Targeted repair of neural pathways with focused ultrasonic waves

聚焦超声波靶向修复神经通路

• 批准号: 2325125
• 负责人: Jan Kubanek
• 金额: $ 51.23万
• 依托单位: University of Utah
• 依托单位国家: 美国
• 项目类别: Standard Grant
• 财政年份: 2023
• 资助国家: 美国
• 起止时间: 2023-12-15 至 2026-11-30
• 项目状态: 未结题
• 来源: https://www.nsf.gov/awardsearch/showAward?AWD_ID=2325125&HistoricalAwards=false
• 关键词: Targeted; repair; neural; pathways; focused

Weak or damaged neural pathways have been associated with many disabling neurological and mental conditions, including stroke, neurodegenerative disorders, and mental disorders such as depression. This project, led by researchers at the University of Utah, will use focused ultrasound, delivered through the cranium, for effective neurorehabilitation. The system and approach will enable operators to modulate the connection between any two regions of the human brain, and thus repair neural pathways that have been damaged or weakened. To maximize the impact of the therapies, the team will use seminars and demonstrations to engage human populations in Utah that have traditionally had limited access to cutting-edge neurological treatments. The feedback gathered from these groups will inform the design of the final therapeutic tools, optimizing the usability of the system for all persons regardless of socioeconomic status. There is currently no tool that would enable the noninvasive repair of neural networks in a targeted manner. Transcranial, focused ultrasound has the potential to provide such a tool, but there is no system and no approach for the modulation of neural connectivity. The project team, which consists of an engineer, a psychiatrist, and a magnetic resonance imaging (MRI) scientist, has designed a prototype device that can deliver effective and safe levels of neuromodulatory ultrasound into deep brain targets in humans.

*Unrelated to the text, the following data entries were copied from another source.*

PR #723, opened 2026-02-14
feat: implement more functionality from draft-wussler-openpgp-forwarding

hko-s:
This PR extends rPGP to cover all functionality from https://www.ietf.org/archive/id/draft-wussler-openpgp-forwarding-00.html.

(All code that handles the formats from this draft are feature-gated and not available in rPGP by default)

### DIFF
--- a/src/packet/key/secret.rs
+++ b/src/packet/key/secret.rs
@@ -844,9 +844,9 @@ mod tests {
         .expect("compute_proxy_parameter");
 
         assert_eq!(
-            k.as_ref(),
             hex::decode("e89786987c3a3ec761a679bc372cd11a425eda72bd5265d78ad0f5f32ee64f02")
-                .unwrap()
+                .unwrap(),
+            k.as_ref(),
         );
     }
 }
--- a/src/packet/public_key_encrypted_session_key.rs
+++ b/src/packet/public_key_encrypted_session_key.rs
@@ -418,7 +418,7 @@ impl PublicKeyEncryptedSessionKey {
             bail!("Ephemeral public key belongs to a small subgroup");
         }
 
-        let k = Zeroizing::new(Scalar::from_bytes_mod_order(k.into()));
+        let k = Zeroizing::new(Scalar::from_bytes_mod_order(k.into_array()));
 
         // eC = k * eB
         let ec = (*k) * ephemeral;
--- a/src/types.rs
+++ b/src/types.rs
@@ -63,15 +63,15 @@ impl From<[u8; 32]> for ForwardingProxyParameter {
 }
 
 #[cfg(feature = "draft-wussler-openpgp-forwarding")]
-impl From<ForwardingProxyParameter> for [u8; 32] {
-    fn from(value: ForwardingProxyParameter) -> Self {
-        value.0
+impl ForwardingProxyParameter {
+    pub(crate) fn into_array(self) -> [u8; 32] {
+        self.0
     }
 }
 
 #[cfg(feature = "draft-wussler-openpgp-forwarding")]
-impl AsRef<[u8]> for ForwardingProxyParameter {
-    fn as_ref(&self) -> &[u8] {
+impl AsRef<[u8; 32]> for ForwardingProxyParameter {
+    fn as_ref(&self) -> &[u8; 32] {
         &self.0
     }
 }
--- a/tests/forwarding.rs
+++ b/tests/forwarding.rs
@@ -100,8 +100,8 @@ fn forward_a_3_calculate_proxy_param() {
         .expect("generate_proxy_parameter");
 
     assert_eq!(
+        hex::decode("04b657045fc9c0759c5fd11d8ca75a2b1aa101c9c896490bcec100f941e97e0e").unwrap(),
         k.as_ref(),
-        hex::decode("04b657045fc9c0759c5fd11d8ca75a2b1aa101c9c896490bcec100f941e97e0e").unwrap()
     );
 }
 


src/packet/key/secret.rs
```diff
@@ -214,6 +214,58 @@ impl SecretSubkey {
...
         &self.details
     }
+
+    /// Given recipient and forwardee encryption subkeys, compute proxy transformation parameter.
+    #[cfg(feature = "draft-wussler-openpgp-forwarding")]
+    pub fn generate_proxy_parameter(
+        &self,
+        forwardee: &SecretSubkey,
+        password_recipient: &Password,
+        password_fowardee: &Password,
```
lubux: TYPO

tests/forwarding.rs
```diff
@@ -63,7 +81,78 @@ yGZuVVMAK/ypFfebDf4D/rlEw3cysv213m8aoK8nAUO8xQX3XQq3Sg+EGm0BNV8E
...
+        &k[..],
+        hex::decode("04b657045fc9c0759c5fd11d8ca75a2b1aa101c9c896490bcec100f941e97e0e").unwrap()
+    );
+}
+
+#[test]
+fn forward_a_3_transform_pkesk() {
+    let _ = pretty_env_logger::try_init();
+
+    // Get the PKESK from ENCYPTED_MESSAGE
```
lubux:
```suggestion
    // Get the PKESK from ENCRYPTED_MESSAGE
```

src/packet/key/secret.rs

This project will develop the prototype into a system that can stimulate two nodes of a neural network simultaneously (Aim 1), thus promoting Hebbian plasticity under an appropriate stimulation-timing protocol (Aim 2). The team will apply this dual stimulation protocol to two key nodes within the cingulate cortex in humans, and quantify the resulting changes in connectivity using functional MRI (fMRI) blood-oxygenation-level-dependent activity (BOLD) and diffusion tractography. Successful completion of the project will result in a tool for the noninvasive repair of neural circuits with the potential to enable many affected individuals to return to work and normal life.This award reflects NSF's statutory mission and has been deemed worthy of support through evaluation using the Foundation's intellectual merit and broader impacts review criteria.

神经通路薄弱或受损与许多致残性神经和精神疾病有关，包括中风、神经退行性疾病和抑郁症等精神障碍。这个项目由犹他大学的研究人员领导，将使用聚焦超声，通过头盖骨进行有效的神经康复。该系统和方法将使操作者能够调节人类大脑任意两个区域之间的连接，从而修复受损或减弱的神经通路。为了使疗法的影响最大化，该团队将利用研讨会和演示来吸引犹他州的人群，这些人群传统上无法获得尖端的神经治疗。从这些群体收集的反馈将为最终治疗工具的设计提供信息，优化该系统对所有人的可用性，无论其社会经济地位如何。目前还没有一种工具能够以一种有针对性的方式对神经网络进行无创修复。经颅聚焦超声有可能提供这样一种工具，但目前还没有系统和方法来调节神经连接。该项目团队由一名工程师、一名精神病学家和一名磁共振成像（MRI）科学家组成，他们设计了一种原型设备，可以将有效和安全水平的神经调节超声波输送到人类大脑深部目标。本项目将把原型开发成一个可以同时刺激神经网络两个节点的系统（目标1），从而在适当的刺激时间协议下促进Hebbian可塑性（目标2）。该团队将把这种双重刺激方案应用于人类扣带皮层的两个关键节点，并使用功能性磁共振成像（fMRI）血氧水平依赖性活动（BOLD）和扩散束状图来量化由此产生的连接变化。该项目的成功完成将产生一种无创修复神经回路的工具，有可能使许多受影响的人恢复工作和正常生活。该奖项反映了美国国家科学基金会的法定使命，并通过使用基金会的知识价值和更广泛的影响审查标准进行评估，被认为值得支持。